Wow, Manusia Telah Menemukan Cara untuk Kembali Muda
Kembali Muda ---- Hal ini bukanlah mustahil akan
terjadi di masa mendatang karena para peneliti di Harvard Medical School telah
menemukan cara untuk menjadikan muda lagi semua sel2 yang sudah tua. Melalui
percobaan yang dilakukan mereka, tim peneliti yang dipimpin oleh Dr. David
Sinclair ini berhasil membuat jaringan berumur 2 tahun menyerupai jaringan
berumur 6 bulan.
Dianalogikan dengan manusia, hal
itu seperti mengubah sel seorang nenek berumur 60 tahun menyerupai gadis
berumur 20 tahun, sangat fantastis. Dr. Sinclair mengatakan, secara biologis
sel menjadi tua ketika kekurangan oksigen untuk melakukan fungsinya. Tanpa
oksigen organel bernama mitokondria yang merupakan pabrik energi kesulitan
untuk mengubah bahan makanan seperti glukosa (gula) menjadi energi. Kemudian
pada akhirnya lambat laun sel tersebut akan mati.
Sel mendeteksi keberadaan oksigen
melalui senyawa kimia yang bernama nicotinamide adenin dinucleotide (NAD).

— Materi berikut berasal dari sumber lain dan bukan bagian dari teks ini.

PR #1149, opened 2023-05-15
fix: non-pdf files show pdf thumbnail

HussainTaj-arbisoft:
#### Pre-Flight checklist

- [x] Screenshots and design review for any changes that affect layout or styling
  - [x] Desktop screenshots
  - [x] Mobile width screenshots
- [x] Testing
  - [x] Code is tested
  - [x] Changes have been manually tested

#### What are the relevant tickets?
Closes https://github.com/mitodl/hq/issues/1338

#### What's this PR do?

In Studio, all files (txt, c, py, tex, pptx, docx, etc) are `Document`s. To display PDF icon for only PDFs, we need to check the document's file type.

#### How should this be manually tested?
1. Download the course [ht-test-site](https://github.mit.edu/ocw-content-rc/ht-test-site) and place it in your local ocw-content folder. (You might not need to do it manually if you have MIT GitHub and RC content configured)
2. Navigate to your ocw-hugo-theme clone.
3. Run `yarn start ht-site-site`. (This name should match the folder name you have in your content folder)
4. Open [http://localhost:3000/lists/a-resource-list/](http://localhost:3000/lists/a-resource-list/)
5. **Expected Behavior**: (Refer to the screenshots)
    - PDF files have a PDF icon
    - Videos have a video icon
    - All other files have a generic file icon
6. (Optional) If you're interested in comparing this output to what we had previously, you may explore [this page](https://draft-qa.ocw.mit.edu/courses/1-ht-test-site-spring-2023/lists/a-resource-list/).

#### Screenshots (if appropriate)

Screenshot 2023-05-15 at 5 39 40 PM
Screenshot 2023-05-15 at 5 39 19 PM

PR #1163, opened 2023-05-26
fix video download popup for multiple instances of videos

ibrahimjaved12:
#### Pre-Flight checklist

- [x] Testing
  - [x] Code is tested

Closes https://github.com/mitodl/hq/issues/1518

#### What's this PR do?
This video fixes video download popups for multiple instances of videos (sometimes we have multiple embed videos in a single page). Previously the download button was working only for first video if there are multiple in a page.

The issue was reported for the courses:
3.091-fall-2018
cms.611j-fall-2014
20.219-january-iap-2015

For `3.091-fall-2018`:
- Instructor Insights, Goodie Bag Tutorials and Problems

For `cms.611j-fall-2014`:
- on all pages under Student Games Projects

For `20.219-january-iap-2015`:
- on all pages starting with "Day X" and the Student projects

1. Checkout to this branch
2. `yarn start course X` (where X is the above course IDs)
3. Browse over to the mentioned pages above, and where there are multiple embed videos, make sure all of them have working download buttons. Although they might be too many (and there maybe other courses also), just check for few of them on each course and that should be good to go.
4. Make sure it's also working for single video pages.

After it, run playwright tests:
use `test.only` for the test`test("Verify that the Download Button works for multiple embed videos in a page")` or simply run this command to run all video-tab tests once:
`yarn test:e2e video-tabs.spec.ts`

### DIFF
--- a/course-v2/assets/js/video_download_popup.js
+++ b/course-v2/assets/js/video_download_popup.js
@@ -1,16 +1,22 @@
 export const initVideoDownloadPopup = () => {
-  const downloadIcon = document.querySelector(".video-download-icons")
-  const popup = document.querySelector(".video-tab-download-popup")
-  if (downloadIcon) {
-    downloadIcon.addEventListener("click", event => {
-      event.stopPropagation()
-      if (popup) popup.classList.toggle("hidden")
+  const downloadIcons = document.querySelectorAll(".video-download-icons")
+  const popups = document.querySelectorAll(".video-tab-download-popup")
+
+  if (downloadIcons.length > 0) {
+    downloadIcons.forEach((downloadIcon, index) => {
+      const popup = popups[index]
+      downloadIcon.addEventListener("click", event => {
+        event.stopPropagation()
+        if (popup) popup.classList.toggle("hidden")
+      })
     })
   }
 
   document.addEventListener("click", () => {
-    if (popup) {
-      popup.classList.add("hidden")
-    }
+    popups.forEach(popup => {
+      if (popup) {
+        popup.classList.add("hidden")
+      }
+    })
   })
 }
--- a/course-v2/assets/js/video_download_popup.ts
+++ b/course-v2/assets/js/video_download_popup.ts
@@ -8,21 +8,19 @@ export const initVideoDownloadPopup = () => {
       const popup = popups[index] as HTMLElement
       downloadIcon.addEventListener("click", event => {
         event.stopPropagation()
-        if (popup) {
-          // Clicked on the same download button, toggle the popup
-          if (popup === activePopup) {
-            popup.classList.toggle("hidden")
-            activePopup = null
+        // Clicked on the same download button, toggle the popup
+        if (popup === activePopup) {
+          popup.classList.toggle("hidden")
+          activePopup = null
+        }
+        // Clicked on a different download button, close previous popup (if any) and toggle open new popup
+        else {
+          if (activePopup) {
+            activePopup.classList.add("hidden")
           }
-          // Clicked on a different download button, close previous popup (if any) and toggle open new popup
-          else {
-            if (activePopup) {
-              activePopup.classList.add("hidden")
-            }
-            // Show the clicked popup
-            popup.classList.remove("hidden")
-            activePopup = popup
-          }
+          // Show the clicked popup
+          popup.classList.remove("hidden")
+          activePopup = popup
         }
       })
     })
--- a/course-v2/assets/js/video_download_popup.ts
+++ b/course-v2/assets/js/video_download_popup.ts
@@ -3,27 +3,25 @@ export const initVideoDownloadPopup = () => {
   const popups = document.querySelectorAll(".video-tab-download-popup")
   let activePopup: HTMLElement | null = null
 
-  if (downloadIcons.length > 0) {
-    downloadIcons.forEach((downloadIcon, index) => {
-      const popup = popups[index] as HTMLElement
-      downloadIcon.addEventListener("click", event => {
-        event.stopPropagation()
-        if (popup === activePopup) {
-          // Clicked on the same download button, toggle the popup
-          popup.classList.toggle("hidden")
-          activePopup = null
-        } else {
-          // Clicked on a different download button, close previous popup (if any) and toggle open new popup
-          if (activePopup) {
-            activePopup.classList.add("hidden")
-          }
-          // Show the clicked popup
-          popup.classList.remove("hidden")
-          activePopup = popup
+  downloadIcons.forEach((downloadIcon, index) => {
+    const popup = popups[index] as HTMLElement
+    downloadIcon.addEventListener("click", event => {
+      event.stopPropagation()
+      if (popup === activePopup) {
+        // Clicked on the same download button, toggle the popup
+        popup.classList.toggle("hidden")
+        activePopup = null
+      } else {
+        // Clicked on a different download button, close previous popup (if any) and toggle open new popup
+        if (activePopup) {
+          activePopup.classList.add("hidden")
         }
-      })
+        // Show the clicked popup
+        popup.classList.remove("hidden")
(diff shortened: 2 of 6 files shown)


tests-e2e/util/VideoElement.ts
```diff
@@ -5,7 +5,7 @@ export class VideoElement {
   readonly container: Locator
 
   constructor(page: Page) {
-    this.container = page.locator(".video-page")
+    this.container = page.locator(".video-embed, .video-page")
   }
 
   tab(opts: ByRoleOptions): Locator {
```
ChristopherChudzicki, line 11: The reason I suggested adding an `nth` method on VideoElement is that I thought it might be confusing to call `nth()` on the "final" locators (I.e., `tab().nth()`, `downloadButton().nth()`, ...).

E.g., imagine multiple video elements on a page, each with multiple tabs. Then `videoElement.tab()` would return something like 
```
video1_tab1, video1_tab2, video1_tab3, video2_tab1, video2_tab2, ...
```
So scoping the `nth` to the container seemed like a good idea. I.e., "Select tabs for the nth video" not "select the nth tab for all the videos".

**In practice this may not be a problem** since we only get multiple videos with embedded videos, and they only have a single tab anyway.

course-v2/assets/js/video_download_popup.js
```diff
@@ -1,16 +1,22 @@
...
+      })
     })
   }
 
   document.addEventListener("click", () => {
-    if (popup) {
-      popup.classList.add("hidden")
-    }
+    popups.forEach(popup => {
+      if (popup) {
```
ChristopherChudzicki, line 17: It's safe to skip the `if(popup)` here: We needed it before because `document.querySelector` can return null. But `querySelectorAll` will always return a list.

course-v2/assets/js/video_download_popup.js
```diff
@@ -1,16 +1,22 @@
...
-      if (popup) popup.classList.toggle("hidden")
+  const downloadIcons = document.querySelectorAll(".video-download-icons")
+  const popups = document.querySelectorAll(".video-tab-download-popup")
+
+  if (downloadIcons.length > 0) {
+    downloadIcons.forEach((downloadIcon, index) => {
+      const popup = popups[index]
+      downloadIcon.addEventListener("click", event => {
+        event.stopPropagation()
+        if (popup) popup.classList.toggle("hidden")
```
ChristopherChudzicki, line 10: In contrast to my comment below, you do need the `if (popup)` here.

**BTW:** could you convert this file to typescript?

course-v2/assets/js/video_download_popup.ts
```diff
@@ -0,0 +1,34 @@
+export const initVideoDownloadPopup = () => {
+  const downloadIcons = document.querySelectorAll(".video-download-icons")
+  const popups = document.querySelectorAll(".video-tab-download-popup")
+  let activePopup: HTMLElement | null = null
+
+  if (downloadIcons.length > 0) {
```
ChristopherChudzicki, line 6: **Requested Change:** I think you should remove this check: There's no need to check a list's length is nonzero when iterating. Iterating over a zero-length list is totally fine.

_Checking that the list is actually defined, and not `null` or `undefined` might be necessary sometimes. But querySelectorAll **always** returns a list so there's no need for that here_

course-v2/assets/js/video_download_popup.ts
```diff
@@ -0,0 +1,34 @@
...
+    downloadIcons.forEach((downloadIcon, index) => {
+      const popup = popups[index] as HTMLElement
+      downloadIcon.addEventListener("click", event => {
+        event.stopPropagation()
```
ChristopherChudzicki, line 10: **Suggestion:** You can avoid keeping track of `activeElement` by restructuring this if you want.

Currently:
- (A) every download button has its own event listener
- (B) the overall document has an event listener

usually, (B) is responsible for closing the popup on "clicks outside" of the open popup. Except when the "click outside" ahppens to be another download button, then (A) is responsible.

A common way to deal with "click outside" behavior is to dynamically attach a closing listener on the opening click:
```ts
  downloadIcons.forEach((downloadIcon, index) => {
    const popup = popups[index]
    downloadIcon.addEventListener("click", event => {
      popup.classList.remove("hidden")
      const remove = (e: Event) => {
        if (event === e) return         // do not close popup when the original event bubbles up
        popup.classList.add("hidden")
        document.removeEventListener("click", remove) // cleanup after closing
      }
      document.addEventListener("click", remove)
    })
  })
```
Note that in this scenario you need to remove the "closing listener" once it has done its job.

Up to you.

tests-e2e/ocw-ci-test-course/video-tabs.spec.ts
```diff
@@ -2,6 +2,26 @@ import { test, expect } from "@playwright/test"
 import { CoursePage } from "../util"
 import { VideoElement } from "../util/VideoElement"
 
+test("Verify that the Download Button works for multiple embed videos in a page", async ({
```
ChristopherChudzicki, line 5:
```suggestion
test("that the Download Button works for multiple embed videos in a page", async ({
```
"verify" just means "test" anyway.

tests-e2e/ocw-ci-test-course/video-tabs.spec.ts
```diff
@@ -2,6 +2,26 @@ import { test, expect } from "@playwright/test"
...
+  page
+}) => {
+  const coursePage = new CoursePage(page, "course")
+  await coursePage.goto("pages/multiple-videos-series-overview/")
+  const videoElementsCount = await new VideoElement(page).count()
+  for (let i = 0; i < videoElementsCount; i++) {
```
ChristopherChudzicki, line 11: **Requested change:** Either add an assertion here:

```
expect(videoElementsCount).toBe(3)
```

or loop over a list with a definite length.

See my comment here: https://github.com/mitodl/ocw-hugo-themes/pull/1149#discussion_r1202469710

In general, I like to avoid iterating over dynamic lists in tests. If you need to, make an assertion to ensure that the list has the length you expect (and in particular that it does not have zero length).

ChristopherChudzicki (changes requested):
Looking good. Two small requestsand also a suggestion.

tests-e2e/ocw-ci-test-course/video-tabs.spec.ts
ibrahimjaved12: Done

tests-e2e/ocw-ci-test-course/video-tabs.spec.ts
ibrahimjaved12: Done

course-v2/assets/js/video_download_popup.ts
ibrahimjaved12: Done

course-v2/assets/js/video_download_popup.ts
ibrahimjaved12: Sticking to the previous (current) code. Also, for sake of completeness, going to mention the complete modified code here:
```
export const initVideoDownloadPopup = () => {
  const downloadIcons = document.querySelectorAll(".video-download-icons")
  const popups = document.querySelectorAll(".video-tab-download-popup")

  downloadIcons.forEach((downloadIcon, index) => {
    const popup = popups[index]
    downloadIcon.addEventListener("click", event => {
      if (!popup.classList.contains("hidden")) return // Abort if popup is already open
      popup.classList.remove("hidden")
      const remove = (e: Event) => {
        if (event === e) return         // do not close popup when the original event bubbles up
        popup.classList.add("hidden")
        document.removeEventListener("click", remove) // cleanup after closing
      }
      document.addEventListener("click", remove)
    })
  })
}
```

ChristopherChudzicki (approved):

Proses ini merupakan bentuk komunikasi antara sel. Kadar senyawa NAD di dalam
tubuh berkurang seiring bertambahnya usia. "Proses penuaan ibaratnya hubungan
sepasang suami istri. Setelah hidup bersama untuk sekian lama, komunikasi bisa
berkurang. Namun dengan memperbaiki komunikasi, hubungan tersebut bisa
diperbaiki", ujar Dr. Sinclair.
Profesor di bidang genetik ini
beserta koleganya memberikan NAD untuk percobaan pada jaringan tikus yang sudah
tua dan hasilnya adalah peremajaan yang luarbiasa cepat. Dr. Nigel Turner rekannya
dalam studi ini mengatakan dirinya sangat terkejut ketika menemukan proses
penuaan dapat dibalik hanya dalam kurun waktu satu minggu.
Namum meski metode ini
dijadwalkan akan dicoba pada manusia di tahun 2016, dia tidak bisa terburu-buru
mempatenkan resep tentang "ramuan awet muda". Hal ini dikarenakan adanya
banyak aspek dalam proses penuaan. Dr. Turner menambahkan, hasil penelitian ini
melengkapi pengetahuan tentang proses penuaan yang telah didapat melalui
studi-studi sebelumnya.
Profesor Tim Spector dari Kings
College, London menilai bahwa dalam beberapa aspek proses penuaan bisa dibalik
adalah gejala sekaligus penemuan yang sangat menarik. Meski demikian masih
diperlukan banyak studi untuk melihat apakah yang akan terjadi pada tikus ini
dapat dilakukan juga oleh manusia tanpa menimbulkan efek samping.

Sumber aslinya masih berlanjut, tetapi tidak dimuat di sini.